PR #1433, opened 2020-07-23
[feat] Support multiple tags in `extract*` sanity functions

### LINKED ISSUE #1245: Add a sanity function for extracting multiple capturing groups at a time
This is something that has been requested to me some times, so I guess it would make sense to consider it. The question is how the returned value is meant to be treated. A straightforward return value would be to return  a list of tuples of the extracted values for the different capturing groups or would it make sense to return a list-like data structure that would allow, for example, to extract all the elements of a single capturing group at once? @jgphpc How you would use such a function?

teojgo:
* Support also passing of multiple conversion functions for
  each tag to be extracted.

Fixes #1245

### DIFF
--- a/reframe/utility/sanity.py
+++ b/reframe/utility/sanity.py
@@ -538,8 +538,8 @@ def _callable_name(fn):
 
 def _extractiter_singletag(patt, filename, tag, conv, encoding):
     if isinstance(conv, collections.Iterable):
-        raise SanityError('multiple conversion functions given for the single '
-                          f'capturing group {tag!r}')
+        raise SanityError(f'multiple conversion functions given for the '
+                          f'single capturing group {tag!r}')
 
     for m in finditer(patt, filename, encoding):
         try:
--- a/reframe/utility/sanity.py
+++ b/reframe/utility/sanity.py
@@ -1,9 +1,10 @@
-# Copyright 2016-2020 Swiss National Supercomputing Centre (CSCS/ETH Zurich)
+# Copyrigh 2016-2020 Swiss National Supercomputing Centre (CSCS/ETH Zurich)
 # ReFrame Project Developers. See the top-level LICENSE file for details.
 #
 # SPDX-License-Identifier: BSD-3-Clause
 
 import builtins
+import collections
 import glob as pyglob
 import itertools
 import re
@@ -530,28 +531,65 @@ def extractiter(patt, filename, tag=0, conv=None, encoding='utf-8'):
     the extracted values.
     '''
     for m in finditer(patt, filename, encoding):
-        try:
-            val = m.group(tag)
-        except (IndexError, KeyError):
-            raise SanityError(
-                "no such group in pattern `%s': %s" % (patt, tag))
-
-        try:
-            yield conv(val) if callable(conv) else val
-        except ValueError:
-            fn_name = '<unknown>'
-            try:
-                # Assume conv is standard function
-                fn_name = conv.__name__
-            except AttributeError:
+        if isinstance(tag, collections.Iterable) and not isinstance(tag, str):
+            val = []
+            for t in tag:
                 try:
-                    # Assume conv is callable object
-                    fn_name = conv.__class__.__name__
-                except AttributeError:
-                    pass
+                    val.append(m.group(t))
+                except (IndexError, KeyError):
+                    raise SanityError(
+                        "no such group in pattern `%s': %s" % (patt, t))
+        else:
+            try:
+                val = m.group(tag)
+            except (IndexError, KeyError):
+                raise SanityError(
+                    "no such group in pattern `%s': %s" % (patt, tag))
 
-            raise SanityError("could not convert value `%s' using `%s()'" %
-                              (val, fn_name))
+        if isinstance(val, list):
+            converted_vals = []
+            if not isinstance(conv, collections.Iterable):
+                conv = [conv] * len(val)
+
+            # Here we use the last conversion function for the remaining
+            # tags which don't have a corresponding one
+            for v, c in itertools.zip_longest(val, conv, fillvalue=conv[-1]):
+                try:
+                    converted_vals.append(c(v) if callable(c) else v)
+                except ValueError:
+                    fn_name = '<unknown>'
+                    try:
+                        # Assume conv is standard function
+                        fn_name = c.__name__
+                    except AttributeError:
+                        try:
+                            # Assume conv is callable object
+                            fn_name = c.__class__.__name__
+                        except AttributeError:
+                            pass
+
+                    raise SanityError(
+                        "could not convert value `%s' using `%s()'" %
+                        (v, fn_name))
+
+            yield(tuple(converted_vals))
+        else:
+            try:
+                yield conv(val) if callable(conv) else val
+            except ValueError:
+                fn_name = '<unknown>'
+                try:
+                    # Assume conv is standard function
+                    fn_name = conv.__name__
+                except AttributeError:
+                    try:
+                        # Assume conv is callable object
+                        fn_name = conv.__class__.__name__
+                    except AttributeError:
+                        pass
+
+                raise SanityError("could not convert value `%s' using `%s()'" %
+                                  (val, fn_name))
 
 
 @deferrable
--- a/reframe/utility/sanity.py
+++ b/reframe/utility/sanity.py
@@ -536,9 +536,11 @@ def _callable_name(fn):
     return fn_name
 
 
-def _extractiter_tag(patt, filename, tag, conv, encoding):
+def _extractiter_singletag(patt, filename, tag, conv, encoding):
     if isinstance(conv, collections.Iterable):
-        conv = conv[0]
+        raise SanityError(
+            f'multiple conversion functions given for single group: {tag}'
+        )
 
     for m in finditer(patt, filename, encoding):
         try:
@@ -551,7 +553,8 @@ def _extractiter_tag(patt, filename, tag, conv, encoding):
         except ValueError:
             fn_name = _callable_name(conv)
             raise SanityError(
-                f'could not convert value {val!r} using {fn_name}()')
+                f'could not convert value {val!r} using {fn_name}()'
+            )
 
 
 def _extractiter_multitag(patt, filename, tags, conv, encoding):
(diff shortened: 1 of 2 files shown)


teojgo:
@vkarak Does this cover our case? If yes I will also add the documentation.

reframe/utility/sanity.py
```diff
@@ -530,28 +531,65 @@ def extractiter(patt, filename, tag=0, conv=None, encoding='utf-8'):
...
-            val = m.group(tag)
-        except (IndexError, KeyError):
-            raise SanityError(
-                "no such group in pattern `%s': %s" % (patt, tag))
-
-        try:
-            yield conv(val) if callable(conv) else val
-        except ValueError:
-            fn_name = '<unknown>'
+        if isinstance(tag, collections.Iterable) and not isinstance(tag, str):
```
vkarak, line 534: Don't do everything inline. Delegate to different functions for each case.

vkarak: It's better if you delegate to separate function completely in case `tag` is an iterable, and do that right at the beginning:

```python
    if isinstance(tag, collections.Iterable) and not isinstance(tag, str):
        return _extractiter_multitag(patt, filename, tag, conv, encoding)

    # And here remains are as before
```

reframe/utility/sanity.py
```diff
@@ -530,28 +531,65 @@ def extractiter(patt, filename, tag=0, conv=None, encoding='utf-8'):
...
+                    fn_name = '<unknown>'
+                    try:
+                        # Assume conv is standard function
+                        fn_name = c.__name__
+                    except AttributeError:
+                        try:
+                            # Assume conv is callable object
+                            fn_name = c.__class__.__name__
+                        except AttributeError:
+                            pass
```
vkarak, line 569: This should be abstracted in a separate function, e.g., `_callable_name()`, and will be used also in the current implementation.

unittests/test_sanity_functions.py
```diff
@@ -650,6 +653,46 @@ def test_extractall(self):
         for expected, v in enumerate(res, start=1):
             assert expected == v
 
+    def test_extractall_multiple_tags(self):
+        # Check multiple numeric groups
+        res = sn.evaluate(sn.extractall(
+            r'Number: (\d+) (\d+)', self.tempfile, (1, 2)))
+        for expected, v in enumerate(res, start=1):
+            assert str(expected) == v[0]
+            assert str(2 * expected) == v[1]
```
vkarak, line 662: You can be more compact here (same later on):

```suggestion
            assert str(2*expected) == v[1]
```

vkarak:
@teojgo We will also need to update the documentation.

teojgo:
> @teojgo We will also need to update the documentation.

Yes I wanted first to see if what I thought about the tag/conv function was correct.

reframe/utility/sanity.py
```diff
@@ -521,6 +521,68 @@ def findall(patt, filename, encoding='utf-8'):
...
+        try:
+            # Assume fn is callable object
+            fn_name = fn.__class__.__name__
+        except AttributeError:
+            pass
+
+    return fn_name
+
+
+def _extractiter_tag(patt, filename, tag, conv, encoding):
```
vkarak, line 539:
```suggestion
def _extractiter_singletag(patt, filename, tag, conv, encoding):
```

reframe/utility/sanity.py
```diff
@@ -521,6 +521,68 @@ def findall(patt, filename, encoding='utf-8'):
...
+    if isinstance(conv, collections.Iterable):
+        conv = conv[0]
```
vkarak, line 541: Should we support that? I don't see the reason. I would rather fail in that case.

reframe/utility/sanity.py
```diff
@@ -521,6 +521,68 @@ def findall(patt, filename, encoding='utf-8'):
...
+            val = m.group(tag)
+        except (IndexError, KeyError):
+            raise SanityError(f'no such group in pattern {patt!r}: {tag}')
+
+        try:
+            yield conv(val) if callable(conv) else val
+        except ValueError:
+            fn_name = _callable_name(conv)
+            raise SanityError(
+                f'could not convert value {val!r} using {fn_name}()')
```
vkarak, line 554: Close the parenthesis in the next line.

reframe/utility/sanity.py
```diff
@@ -521,6 +521,68 @@ def findall(patt, filename, encoding='utf-8'):
...
+
+        converted_vals = []
+        if not isinstance(conv, collections.Iterable):
+            conv = [conv] * builtins.len(val)
+        elif builtins.len(conv) > builtins.len(val):
+            conv = conv[:builtins.len(val)]
+
+        # Here we use the last conversion function for the remaining
+        # tags which don't have a corresponding one, if length of the
+        # conversion function iterable is less that the one of tags
```
vkarak, line 574:
```suggestion
        # Use the last function in case we have less conversion function than tags
```

unittests/test_sanity_functions.py
```diff
@@ -685,6 +685,20 @@ def test_extractall_multiple_tags(self):
             assert 2 * expected == v[1]
             assert isinstance(v[1], float)
 
+        # Check more convert functions than tags
```
vkarak, line 688:
```suggestion
        # Check more conversion functions than tags
```

unittests/test_sanity_functions.py
```diff
@@ -685,6 +685,20 @@ def test_extractall_multiple_tags(self):
...
+        res = sn.evaluate(sn.extractall(r'Number: (?P<no1>\d+) (?P<no2>\d+)',
+                                        self.tempfile, ('no1', 'no2'),
+                                        [int, float, float, float]))
+        for expected, v in enumerate(res, start=1):
+            assert expected == v[0]
+            assert 2 * expected == v[1]
+
+        # Check multiple convert functions and single tag
```
vkarak, line 696:
```suggestion
        # Check multiple conversion functions and a single tag
```

reframe/utility/sanity.py
```diff
@@ -610,11 +616,26 @@ def extractall(patt, filename, tag=0, conv=None, encoding='utf-8'):
...
         returns the whole line that was matched.
-    :arg conv: A callable that takes a single argument and returns a new value.
-        If provided, it will be used to convert the extracted values before
-        returning them.
-    :returns: A list of the extracted values from the matched regex.
+    :arg conv: A callable or iterable of callables taking a single argument
+        and returning a new value.
+        If provided, and is not an iterable it will be used to convert
+        the extracted values for all the capturing groups of ``tag``
+        returning the converted values.
```
vkarak, line 623:
```suggestion
        If not an iterable it will be used to convert
        the extracted values for all the capturing groups specified in ``tag``.
```

reframe/utility/sanity.py
```diff
@@ -610,11 +616,26 @@ def extractall(patt, filename, tag=0, conv=None, encoding='utf-8'):
...
+        If an iterable of callables is provided, each one will be used to
+        convert the corresponding extracted capturing group of `tag`.
```
vkarak, line 625:
```suggestion
        Otherwise each conversion function will be used to
        convert the value extracted from the corresponding capturing group in `tag`.
```

reframe/utility/sanity.py
```diff
@@ -610,11 +616,26 @@ def extractall(patt, filename, tag=0, conv=None, encoding='utf-8'):
...
+        If more callables functions than the corresponding capturing groups of
+        ``tag`` are provided, the last conversion function is used for the
+        remaining capturing groups.
```
vkarak, line 628:
```suggestion
        If more conversion functions are supplied than the corresponding capturing groups in
        ``tag``, the last conversion function will be used for the
        additional capturing groups.
```

reframe/utility/sanity.py
```diff
@@ -610,11 +616,26 @@ def extractall(patt, filename, tag=0, conv=None, encoding='utf-8'):
...
+    :returns: A list of the extracted values from the matched regex if ``tag``
+        converted using the ``conv`` callable if ``tag`` is a single value.
+        In case of multiple capturing groups, a list of tuples where each one
+        contains the extracted capturing converted using the corresponding
+        callable of ``conv``.
```
vkarak, line 633:
```suggestion
    :returns: A list of tuples of converted values extracted from the capturing groups specified in ``tag``, if ``tag`` is an iterable. Otherwise, a list of the converted values extracted from the single capturing group specified in ``tag``.
```

reframe/utility/sanity.py
```diff
@@ -610,11 +616,26 @@ def extractall(patt, filename, tag=0, conv=None, encoding='utf-8'):
...
     :raises reframe.core.exceptions.SanityError: In case of errors.
+
+    .. versionchanged:: 3.1
+        Multiple regex capturing groups are now supporetd via ``tag`` and
+        multiple callables can be used in ``conv``.
```
vkarak, line 638:
```suggestion
        multiple conversion functions can be used in ``conv``.
```

reframe/utility/sanity.py
```diff
@@ -536,9 +536,11 @@ def _callable_name(fn):
     return fn_name
 
 
-def _extractiter_tag(patt, filename, tag, conv, encoding):
+def _extractiter_singletag(patt, filename, tag, conv, encoding):
     if isinstance(conv, collections.Iterable):
-        conv = conv[0]
+        raise SanityError(
+            f'multiple conversion functions given for single group: {tag}'
```
vkarak, line 542:
```suggestion
            f'multiple conversion functions given for the single capturing group {tag!r}'
```

reframe/utility/sanity.py
```diff
@@ -618,24 +621,22 @@ def extractall(patt, filename, tag=0, conv=None, encoding='utf-8'):
...
-        convert the corresponding extracted capturing group of `tag`.
-        If more callables functions than the corresponding capturing groups of
-        ``tag`` are provided, the last conversion function is used for the
-        remaining capturing groups.
-    :returns: A list of the extracted values from the matched regex if ``tag``
-        converted using the ``conv`` callable if ``tag`` is a single value.
-        In case of multiple capturing groups, a list of tuples where each one
-        contains the extracted capturing converted using the corresponding
-        callable of ``conv``.
+        If not an iterable it will be used to convert the extracted values for
```
vkarak, line 624:
```suggestion
        If not an iterable, it will be used to convert the extracted values for
```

Description of the task>
The lines to return begin at the first line of the records and end at the line holding "-1,9 +1,10 @@"; please return them exactly, including both, and nothing beyond.

Answer space>
PR #1433, opened 2020-07-23
[feat] Support multiple tags in `extract*` sanity functions

### LINKED ISSUE #1245: Add a sanity function for extracting multiple capturing groups at a time
This is something that has been requested to me some times, so I guess it would make sense to consider it. The question is how the returned value is meant to be treated. A straightforward return value would be to return  a list of tuples of the extracted values for the different capturing groups or would it make sense to return a list-like data structure that would allow, for example, to extract all the elements of a single capturing group at once? @jgphpc How you would use such a function?

teojgo:
* Support also passing of multiple conversion functions for
  each tag to be extracted.

Fixes #1245

### DIFF
--- a/reframe/utility/sanity.py
+++ b/reframe/utility/sanity.py
@@ -538,8 +538,8 @@ def _callable_name(fn):
 
 def _extractiter_singletag(patt, filename, tag, conv, encoding):
     if isinstance(conv, collections.Iterable):
-        raise SanityError('multiple conversion functions given for the single '
-                          f'capturing group {tag!r}')
+        raise SanityError(f'multiple conversion functions given for the '
+                          f'single capturing group {tag!r}')
 
     for m in finditer(patt, filename, encoding):
         try:
--- a/reframe/utility/sanity.py
+++ b/reframe/utility/sanity.py
@@ -1,9 +1,10 @@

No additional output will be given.